*** Extracted data ***

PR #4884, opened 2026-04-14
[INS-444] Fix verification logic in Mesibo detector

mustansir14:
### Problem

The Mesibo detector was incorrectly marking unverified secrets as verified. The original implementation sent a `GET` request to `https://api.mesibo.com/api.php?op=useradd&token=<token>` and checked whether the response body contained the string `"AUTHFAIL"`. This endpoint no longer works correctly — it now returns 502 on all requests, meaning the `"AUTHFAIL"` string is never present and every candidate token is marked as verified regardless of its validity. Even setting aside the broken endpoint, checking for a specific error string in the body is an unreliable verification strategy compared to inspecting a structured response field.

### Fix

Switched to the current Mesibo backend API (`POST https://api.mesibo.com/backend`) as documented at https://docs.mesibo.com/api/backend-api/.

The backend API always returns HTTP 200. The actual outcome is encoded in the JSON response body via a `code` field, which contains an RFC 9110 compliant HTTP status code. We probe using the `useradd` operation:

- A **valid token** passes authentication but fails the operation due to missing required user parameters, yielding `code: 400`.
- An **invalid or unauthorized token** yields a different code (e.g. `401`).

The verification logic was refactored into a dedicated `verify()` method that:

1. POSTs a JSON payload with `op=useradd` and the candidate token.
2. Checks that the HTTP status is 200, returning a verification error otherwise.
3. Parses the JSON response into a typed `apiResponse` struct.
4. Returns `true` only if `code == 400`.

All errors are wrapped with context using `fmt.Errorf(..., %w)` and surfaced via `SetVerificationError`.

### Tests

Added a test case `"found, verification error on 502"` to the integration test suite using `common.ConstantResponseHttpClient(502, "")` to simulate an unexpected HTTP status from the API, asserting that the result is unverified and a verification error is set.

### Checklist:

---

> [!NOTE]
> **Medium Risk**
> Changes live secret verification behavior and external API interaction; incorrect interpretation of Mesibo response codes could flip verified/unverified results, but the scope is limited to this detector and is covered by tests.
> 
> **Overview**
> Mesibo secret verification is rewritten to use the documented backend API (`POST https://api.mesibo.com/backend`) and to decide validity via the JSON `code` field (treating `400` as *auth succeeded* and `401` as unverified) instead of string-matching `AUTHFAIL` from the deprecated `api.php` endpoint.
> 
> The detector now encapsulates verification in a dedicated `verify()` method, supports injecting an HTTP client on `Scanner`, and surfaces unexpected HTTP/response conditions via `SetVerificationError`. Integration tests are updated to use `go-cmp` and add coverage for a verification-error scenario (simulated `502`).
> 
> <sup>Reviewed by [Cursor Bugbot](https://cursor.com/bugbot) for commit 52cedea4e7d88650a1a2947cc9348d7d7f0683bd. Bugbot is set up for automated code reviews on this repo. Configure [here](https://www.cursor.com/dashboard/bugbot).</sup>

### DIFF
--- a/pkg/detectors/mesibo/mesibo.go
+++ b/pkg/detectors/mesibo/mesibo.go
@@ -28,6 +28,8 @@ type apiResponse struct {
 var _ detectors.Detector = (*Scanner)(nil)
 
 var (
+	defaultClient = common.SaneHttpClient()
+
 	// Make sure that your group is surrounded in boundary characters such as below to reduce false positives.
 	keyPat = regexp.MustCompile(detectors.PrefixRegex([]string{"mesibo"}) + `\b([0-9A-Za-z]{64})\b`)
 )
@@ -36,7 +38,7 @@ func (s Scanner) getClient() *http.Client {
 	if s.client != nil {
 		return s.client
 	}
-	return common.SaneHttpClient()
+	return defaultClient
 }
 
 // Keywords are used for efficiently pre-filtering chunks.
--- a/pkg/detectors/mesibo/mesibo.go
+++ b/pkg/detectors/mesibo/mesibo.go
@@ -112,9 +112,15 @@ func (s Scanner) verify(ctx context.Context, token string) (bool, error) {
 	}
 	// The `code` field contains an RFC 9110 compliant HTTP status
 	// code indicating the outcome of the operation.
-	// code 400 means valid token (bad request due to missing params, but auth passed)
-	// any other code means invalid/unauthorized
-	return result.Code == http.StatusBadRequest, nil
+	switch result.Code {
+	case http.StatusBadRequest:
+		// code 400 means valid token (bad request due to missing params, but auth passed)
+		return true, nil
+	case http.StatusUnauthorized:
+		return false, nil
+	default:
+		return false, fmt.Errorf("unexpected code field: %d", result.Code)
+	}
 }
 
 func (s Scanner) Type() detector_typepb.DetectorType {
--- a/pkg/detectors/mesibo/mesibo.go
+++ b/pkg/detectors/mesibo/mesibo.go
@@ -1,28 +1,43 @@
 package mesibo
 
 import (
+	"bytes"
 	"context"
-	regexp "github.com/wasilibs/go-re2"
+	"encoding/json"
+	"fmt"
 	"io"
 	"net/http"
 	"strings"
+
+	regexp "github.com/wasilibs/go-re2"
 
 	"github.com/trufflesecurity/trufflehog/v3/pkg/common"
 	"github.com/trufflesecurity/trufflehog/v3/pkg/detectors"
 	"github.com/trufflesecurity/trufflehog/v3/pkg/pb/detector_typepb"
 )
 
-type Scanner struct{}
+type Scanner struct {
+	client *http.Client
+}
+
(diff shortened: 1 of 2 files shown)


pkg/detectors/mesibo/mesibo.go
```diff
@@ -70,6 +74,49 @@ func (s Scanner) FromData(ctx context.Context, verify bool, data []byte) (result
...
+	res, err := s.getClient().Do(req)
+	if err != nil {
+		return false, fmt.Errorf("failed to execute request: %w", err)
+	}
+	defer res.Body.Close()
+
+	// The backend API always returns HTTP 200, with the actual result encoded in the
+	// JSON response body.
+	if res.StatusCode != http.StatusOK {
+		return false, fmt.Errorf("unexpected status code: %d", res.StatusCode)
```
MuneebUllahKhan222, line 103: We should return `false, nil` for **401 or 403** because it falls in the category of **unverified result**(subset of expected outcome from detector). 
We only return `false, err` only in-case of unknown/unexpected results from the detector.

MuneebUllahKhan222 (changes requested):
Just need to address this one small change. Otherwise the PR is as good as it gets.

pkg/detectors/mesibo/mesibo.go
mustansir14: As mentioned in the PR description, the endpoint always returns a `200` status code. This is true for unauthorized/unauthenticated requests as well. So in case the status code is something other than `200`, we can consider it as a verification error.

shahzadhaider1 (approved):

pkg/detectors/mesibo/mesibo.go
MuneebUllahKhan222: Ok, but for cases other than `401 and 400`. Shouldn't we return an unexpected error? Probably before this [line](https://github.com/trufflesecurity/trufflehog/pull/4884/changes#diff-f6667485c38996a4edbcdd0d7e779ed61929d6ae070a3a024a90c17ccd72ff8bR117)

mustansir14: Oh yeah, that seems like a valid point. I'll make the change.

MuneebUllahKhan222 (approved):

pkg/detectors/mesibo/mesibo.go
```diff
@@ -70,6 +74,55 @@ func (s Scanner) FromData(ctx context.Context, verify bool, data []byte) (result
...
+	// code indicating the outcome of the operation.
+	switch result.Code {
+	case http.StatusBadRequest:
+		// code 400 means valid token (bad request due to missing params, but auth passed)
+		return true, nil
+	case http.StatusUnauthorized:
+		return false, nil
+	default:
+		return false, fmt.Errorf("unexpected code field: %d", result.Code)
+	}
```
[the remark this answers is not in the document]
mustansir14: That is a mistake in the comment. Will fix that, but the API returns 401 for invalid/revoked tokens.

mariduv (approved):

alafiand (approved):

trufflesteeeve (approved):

*** End of Extracted data ***

**What to do:** Keeping every word and mark as it is, print the entries above.

**Written solution:**
PR #4884, opened 2026-04-14
[INS-444] Fix verification logic in Mesibo detector

mustansir14:
### Problem

The Mesibo detector was incorrectly marking unverified secrets as verified. The original implementation sent a `GET` request to `https://api.mesibo.com/api.php?op=useradd&token=<token>` and checked whether the response body contained the string `"AUTHFAIL"`. This endpoint no longer works correctly — it now returns 502 on all requests, meaning the `"AUTHFAIL"` string is never present and every candidate token is marked as verified regardless of its validity. Even setting aside the broken endpoint, checking for a specific error string in the body is an unreliable verification strategy compared to inspecting a structured response field.

### Fix

Switched to the current Mesibo backend API (`POST https://api.mesibo.com/backend`) as documented at https://docs.mesibo.com/api/backend-api/.

The backend API always returns HTTP 200. The actual outcome is encoded in the JSON response body via a `code` field, which contains an RFC 9110 compliant HTTP status code. We probe using the `useradd` operation:

- A **valid token** passes authentication but fails the operation due to missing required user parameters, yielding `code: 400`.
- An **invalid or unauthorized token** yields a different code (e.g. `401`).

The verification logic was refactored into a dedicated `verify()` method that:

1. POSTs a JSON payload with `op=useradd` and the candidate token.
2. Checks that the HTTP status is 200, returning a verification error otherwise.
3. Parses the JSON response into a typed `apiResponse` struct.
4. Returns `true` only if `code == 400`.

All errors are wrapped with context using `fmt.Errorf(..., %w)` and surfaced via `SetVerificationError`.

### Tests

Added a test case `"found, verification error on 502"` to the integration test suite using `common.ConstantResponseHttpClient(502, "")` to simulate an unexpected HTTP status from the API, asserting that the result is unverified and a verification error is set.

### Checklist:

---

> [!NOTE]
> **Medium Risk**
> Changes live secret verification behavior and external API interaction; incorrect interpretation of Mesibo response codes could flip verified/unverified results, but the scope is limited to this detector and is covered by tests.
> 
> **Overview**
> Mesibo secret verification is rewritten to use the documented backend API (`POST https://api.mesibo.com/backend`) and to decide validity via the JSON `code` field (treating `400` as *auth succeeded* and `401` as unverified) instead of string-matching `AUTHFAIL` from the deprecated `api.php` endpoint.
> 
> The detector now encapsulates verification in a dedicated `verify()` method, supports injecting an HTTP client on `Scanner`, and surfaces unexpected HTTP/response conditions via `SetVerificationError`. Integration tests are updated to use `go-cmp` and add coverage for a verification-error scenario (simulated `502`).
> 
> <sup>Reviewed by [Cursor Bugbot](https://cursor.com/bugbot) for commit 52cedea4e7d88650a1a2947cc9348d7d7f0683bd. Bugbot is set up for automated code reviews on this repo. Configure [here](https://www.cursor.com/dashboard/bugbot).</sup>

### DIFF
--- a/pkg/detectors/mesibo/mesibo.go
+++ b/pkg/detectors/mesibo/mesibo.go
@@ -28,6 +28,8 @@ type apiResponse struct {
 var _ detectors.Detector = (*Scanner)(nil)
 
 var (
+	defaultClient = common.SaneHttpClient()
+
 	// Make sure that your group is surrounded in boundary characters such as below to reduce false positives.
 	keyPat = regexp.MustCompile(detectors.PrefixRegex([]string{"mesibo"}) + `\b([0-9A-Za-z]{64})\b`)
 )
@@ -36,7 +38,7 @@ func (s Scanner) getClient() *http.Client {
 	if s.client != nil {
 		return s.client
 	}
-	return common.SaneHttpClient()
+	return defaultClient
 }
 
 // Keywords are used for efficiently pre-filtering chunks.
--- a/pkg/detectors/mesibo/mesibo.go
+++ b/pkg/detectors/mesibo/mesibo.go
@@ -112,9 +112,15 @@ func (s Scanner) verify(ctx context.Context, token string) (bool, error) {
 	}
 	// The `code` field contains an RFC 9110 compliant HTTP status
 	// code indicating the outcome of the operation.
-	// code 400 means valid token (bad request due to missing params, but auth passed)
-	// any other code means invalid/unauthorized
-	return result.Code == http.StatusBadRequest, nil
+	switch result.Code {
+	case http.StatusBadRequest:
+		// code 400 means valid token (bad request due to missing params, but auth passed)
+		return true, nil
+	case http.StatusUnauthorized:
+		return false, nil
+	default:
+		return false, fmt.Errorf("unexpected code field: %d", result.Code)
+	}
 }
 
 func (s Scanner) Type() detector_typepb.DetectorType {
--- a/pkg/detectors/mesibo/mesibo.go
+++ b/pkg/detectors/mesibo/mesibo.go
@@ -1,28 +1,43 @@
 package mesibo
 
 import (
+	"bytes"
 	"context"
-	regexp "github.com/wasilibs/go-re2"
+	"encoding/json"
+	"fmt"
 	"io"
 	"net/http"
 	"strings"
+
+	regexp "github.com/wasilibs/go-re2"
 
 	"github.com/trufflesecurity/trufflehog/v3/pkg/common"
 	"github.com/trufflesecurity/trufflehog/v3/pkg/detectors"
 	"github.com/trufflesecurity/trufflehog/v3/pkg/pb/detector_typepb"
 )
 
-type Scanner struct{}
+type Scanner struct {
+	client *http.Client
+}
+
(diff shortened: 1 of 2 files shown)


pkg/detectors/mesibo/mesibo.go
```diff
@@ -70,6 +74,49 @@ func (s Scanner) FromData(ctx context.Context, verify bool, data []byte) (result
...
+	res, err := s.getClient().Do(req)
+	if err != nil {
+		return false, fmt.Errorf("failed to execute request: %w", err)
+	}
+	defer res.Body.Close()
+
+	// The backend API always returns HTTP 200, with the actual result encoded in the
+	// JSON response body.
+	if res.StatusCode != http.StatusOK {
+		return false, fmt.Errorf("unexpected status code: %d", res.StatusCode)
```
MuneebUllahKhan222, line 103: We should return `false, nil` for **401 or 403** because it falls in the category of **unverified result**(subset of expected outcome from detector). 
We only return `false, err` only in-case of unknown/unexpected results from the detector.

MuneebUllahKhan222 (changes requested):
Just need to address this one small change. Otherwise the PR is as good as it gets.

pkg/detectors/mesibo/mesibo.go
mustansir14: As mentioned in the PR description, the endpoint always returns a `200` status code. This is true for unauthorized/unauthenticated requests as well. So in case the status code is something other than `200`, we can consider it as a verification error.

shahzadhaider1 (approved):

pkg/detectors/mesibo/mesibo.go
MuneebUllahKhan222: Ok, but for cases other than `401 and 400`. Shouldn't we return an unexpected error? Probably before this [line](https://github.com/trufflesecurity/trufflehog/pull/4884/changes#diff-f6667485c38996a4edbcdd0d7e779ed61929d6ae070a3a024a90c17ccd72ff8bR117)

mustansir14: Oh yeah, that seems like a valid point. I'll make the change.

MuneebUllahKhan222 (approved):

pkg/detectors/mesibo/mesibo.go
```diff
@@ -70,6 +74,55 @@ func (s Scanner) FromData(ctx context.Context, verify bool, data []byte) (result
...
+	// code indicating the outcome of the operation.
+	switch result.Code {
+	case http.StatusBadRequest:
+		// code 400 means valid token (bad request due to missing params, but auth passed)
+		return true, nil
+	case http.StatusUnauthorized:
+		return false, nil
+	default:
+		return false, fmt.Errorf("unexpected code field: %d", result.Code)
+	}
```
[the remark this answers is not in the document]
mustansir14: That is a mistake in the comment. Will fix that, but the API returns 401 for invalid/revoked tokens.

mariduv (approved):

alafiand (approved):

trufflesteeeve (approved):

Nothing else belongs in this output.